# Shared View?



## dandoshan (Jul 15, 2006)

Curious if someone can explain the purpose or usefullness of shared view. Where in single mode you can watch the same program on both TV 1 and TV 2. Of what benefit would this be? What would be the reason or purpose to want to use shared view? Why not just be in dual mode where you can watch the same program on both TV's but also watch separate programs.


----------



## jclewter79 (Jan 8, 2008)

Well, if you are in single mode you can also watch two separate show on the PIP if you want to. I don't think that their would be too much advantage to watching the same show on both screens of the PIP but, you could if you wanted to, you could also watch two different shows if you wanted to.


----------



## mcss1985 (Dec 6, 2007)

dandoshan said:


> Curious if someone can explain the purpose or usefullness of shared view.
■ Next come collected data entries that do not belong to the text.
PR #4965, opened 2026-07-11
Handle deleted workflows and snapshot failures in API

### LINKED ISSUE #4960: WorkflowsController can crash on :workflow_deleted / :snapshot_failed
> Found while working on the AI-first starting UX epic (#4848), specifically
> PR #4918. That PR gave one of `save_workflow`'s failure reasons a proper
> name (`:snapshot_failed`, previously a bare `false`), which is what
> surfaced this gap — the API controller was already missing a case for it
> under the old name, it was just unreadable. No code from that epic needs
> to change for this fix; this is a separate, pre-existing bug in a file
> that epic doesn't touch.

### What's wrong

`Lightning.Workflows.save_workflow/3` can fail in a few different ways. Two of
them are: the workflow was deleted, or the workflow saved but its snapshot
(a frozen copy used for run history) failed to save.

The REST API controller for workflows
(`lib/lightning_web/controllers/api/workflows_controller.ex`) has a function,
`maybe_handle_error/3`, whose job is to turn a failure reason into a proper
HTTP response (like "422: your data is invalid" or "404: not found"). It
checks for a specific list of known failure reasons. Anything not on that
list gets returned unchanged.

The problem: a controller function in Phoenix (our web framework) is required
to return a special "response" value. If it returns something else instead —
like the raw error reason — the server crashes instead of sending back a
normal error message.

Neither "workflow was deleted" nor "snapshot failed" are on that checked
list, so if either happens through the API, the request crashes instead of
returning a clean error.

### How to hit it

- **Deleted workflow**: `PATCH /api/workflows/:id` fetches the workflow
  first, but that fetch doesn't exclude deleted workflows. If the workflow
  was soft-deleted in between, the save fails with "deleted" and the crash
  happens. This bug already existed before PR #4918 — it's not new.
- **Snapshot failed**: rarer — needs the snapshot to fail validation right
  after the workflow itself saved successfully. Possible on both create and
  update.

### Suggested fix

Add two more cases to `maybe_handle_error/3` for these two failure reasons,
returning a sensible error response (e.g. 404/409 for deleted, 500 for
snapshot failed) instead of falling through unchanged.

### Context

Found while reviewing PR #4918, which gave the "snapshot failed" case a
proper name (`:snapshot_failed`) instead of returning a bare `false`. That
review is what surfaced this gap in the API controller — a different part
of the app (the collaborative editor) already had the same gap and got fixed
in that PR.

jmtdev0:
## Description

This PR fixes the workflows REST API so failures from `save_workflow/3` are
returned as proper HTTP responses instead of falling through as raw tuples and
crashing the Phoenix controller.

The controller now:

- Returns `404 Not Found` when a workflow is soft-deleted between fetch and
  save.
- Returns `500 Internal Server Error` when saving the workflow snapshot fails.
- Accepts both the current `false` snapshot failure value and the clearer
  `:snapshot_failed` value introduced by the related save-workflow work.

It also adds regression coverage and an Unreleased changelog entry.

Closes #4960

## Validation steps

1. Run `mix test test/lightning_web/controllers/api/workflows_controller_test.exs`.
2. Confirm the workflow update tests report `57 tests, 0 failures`.
3. Review the deleted-workflow case and confirm it returns `404` with
   `errors: ["Not Found"]`.
4. Review the snapshot-failure case and confirm it returns `500` with a clear
   snapshot error instead of crashing the controller.

Validated with:

- `mix test test/lightning_web/controllers/api/workflows_controller_test.exs`
- `mix compile --warnings-as-errors`
- `git diff --check`

1. The root cause was the final tuple fallback in `maybe_handle_error/3`, which
   returned these unhandled failures unchanged. Phoenix controllers must return
   a connection or a valid response, so the raw tuple caused the request to
   crash.
2. The current `save_workflow/3` implementation returns `false` for a snapshot
   failure, while the clearer `:snapshot_failed` atom is used by the related
   change discussed in PR #4918. Handling both keeps this fix correct for the
   current branch and forward-compatible with that naming improvement.
3. There is no separate POST regression test because POST and PATCH both pass
   through the same `maybe_handle_error/3` clauses. Triggering a snapshot
   collision during creation would require artificial database setup and would
   test a different failure mechanism rather than a different controller
   contract. The two PATCH tests cover both distinct error responses directly.
4. The response choices follow the issue's suggested semantics: deleted
   resources return `404`, while a snapshot persistence failure returns `500`.

## AI Usage

want to know!):

- [ ] I have used Claude Code
- [ ] I have not used AI

## Pre-submission checklist

      with Claude Code)
  *Not applicable: this PR only changes error handling after the existing authorization checks.*
- [x] I have ticked a box in "AI usage"

*This PR was developed by Codex with jmtdev0's supervision.*

### DIFF
--- a/CHANGELOG.md
+++ b/CHANGELOG.md
@@ -58,6 +58,9 @@ and this project adheres to
   project is opt-in. [#4919](https://github.com/OpenFn/lightning/issues/4919)
 - Fixed an issue where LOCAL_ADAPTORS is not respected by install_schemas task
   [#4943](https://github.com/OpenFn/lightning/issues/4943)
+- Return clean API errors when a workflow is deleted during save or its snapshot
+  cannot be saved, instead of allowing the workflows controller to crash.
+  [#4960](https://github.com/OpenFn/lightning/issues/4960)
 - Prevent AI Assistant channel joins from crashing when a chat references a
   deleted workflow or project. Missing records now fail authorization cleanly.
   [#4914](https://github.com/OpenFn/lightning/issues/4914)
--- a/lib/lightning_web/controllers/api/workflows_controller.ex
+++ b/lib/lightning_web/controllers/api/workflows_controller.ex
@@ -562,6 +562,19 @@ defmodule LightningWeb.API.WorkflowsController do
     |> json(%{id: workflow_id, errors: ["Not Found"]})
   end
 
+  defp maybe_handle_error(conn, {:error, :workflow_deleted}, workflow_id),
+    do: maybe_handle_error(conn, {:error, :not_found}, workflow_id)
+
+  defp maybe_handle_error(conn, {:error, reason}, workflow_id)
+       when reason in [:snapshot_failed, false] do
+    conn
+    |> put_status(:internal_server_error)
+    |> json(%{
+      id: workflow_id,
+      errors: ["Could not save the workflow snapshot."]
+    })
+  end
+
   defp maybe_handle_error(_conn, result, _workflow_id) when is_map(result),
     do: result
 
--- a/test/lightning_web/controllers/api/workflows_controller_test.exs
+++ b/test/lightning_web/controllers/api/workflows_controller_test.exs
@@ -998,6 +998,55 @@ defmodule LightningWeb.API.WorkflowsControllerTest do
                |> json_response(404)
     end
 
+    test "returns 404 when the workflow is deleted before update", %{
+      conn: conn,
+      project: project
+    } do
+      workflow = insert(:simple_workflow, project: project)
+
+      workflow =
+        workflow
+        |> Ecto.Changeset.change(
+          deleted_at: DateTime.utc_now() |> DateTime.truncate(:second)
+        )
+        |> Repo.update!()
+
+      assert %{"id" => workflow_id, "errors" => ["Not Found"]} =
+               conn
+               |> patch(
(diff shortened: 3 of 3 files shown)


jmtdev0:
Follow-up on CircleCI lint

After inspecting the failed [lint job 98087](https://circleci.com/gh/OpenFn/lightning/98087), I made a small formatting-only adjustment to the new regression test. The test logic and production behavior are unchanged.

The new pipeline [98090](https://circleci.com/gh/OpenFn/lightning/98090) confirms that the formatting issue is resolved. The other PR-specific checks also pass:

- [compile 98090](https://circleci.com/gh/OpenFn/lightning/98090)
- [test_elixir 98091](https://circleci.com/gh/OpenFn/lightning/98091)
- [check_dialyzer 98093](https://circleci.com/gh/OpenFn/lightning/98093)
- [test_javascript 98094](https://circleci.com/gh/OpenFn/lightning/98094)

The remaining [lint job 98092](https://circleci.com/gh/OpenFn/lightning/98092) fails only on `credo`, `deps.audit`, and `hex.audit`. I believe these failures are unrelated to this PR: Credo reports existing repository-wide suggestions, while the dependency audit findings concern packages already present in `mix.lock`, which this PR does not modify. The focused controller suite still passes locally with 57 tests and 0 failures.

_This PR was developed by Codex with jmtdev0's supervision._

Where in single mode you can watch the same program on both TV 1 and TV 2. Of what benefit would this be? What would be the reason or purpose to want to use shared view? Why not just be in dual mode where you can watch the same program on both TV's but also watch separate programs.


There are many reasons why one would want to use single mode. For example I live by myself and never need to have two different programs on two different TVs so I stay in single mode so when its time to goto bed I pause the HDTV in living room and walk to bedroom and hit play on SDTV and goto sleep. I would image there are numerous other situations where this would be advantageous as well i.e. a married couple who always got bed together (yes this still exists somewhere) or work different shifts and never watch TV at the same time.

But the advantages of single mode are (the ones I could think of off the top of my head and in order of importance IMO):

#1. The ability to dual buffer - meaning you can switch back and forth between two programs while both programs are paused using the swap button.

ex. this is how I watch Sunday football: 
tune to game1(game I'm not really too interested in) - hit pause then swap
tune to game2(game I am interested in) - watch game until commercial then hit pause then hit swap
unpause game1 hit 30sec skip button to skip past all the huddle BS and watch until commercial then hit pause then swap
repeat

it may sound like a lot of steps, but its really not and it works beautifully for shows, sports, or anything with commercials. I really don't ever watch commercials anymore unless my team is playing and I don't want to be behind.

#2 The ability to watch one program while recording another. You can do this in dual mode, but if both TVs are being used, one of the TVs will have to be watching whatever is being recorded or a previously recorded program on DVR(assuming OTAs are not involved).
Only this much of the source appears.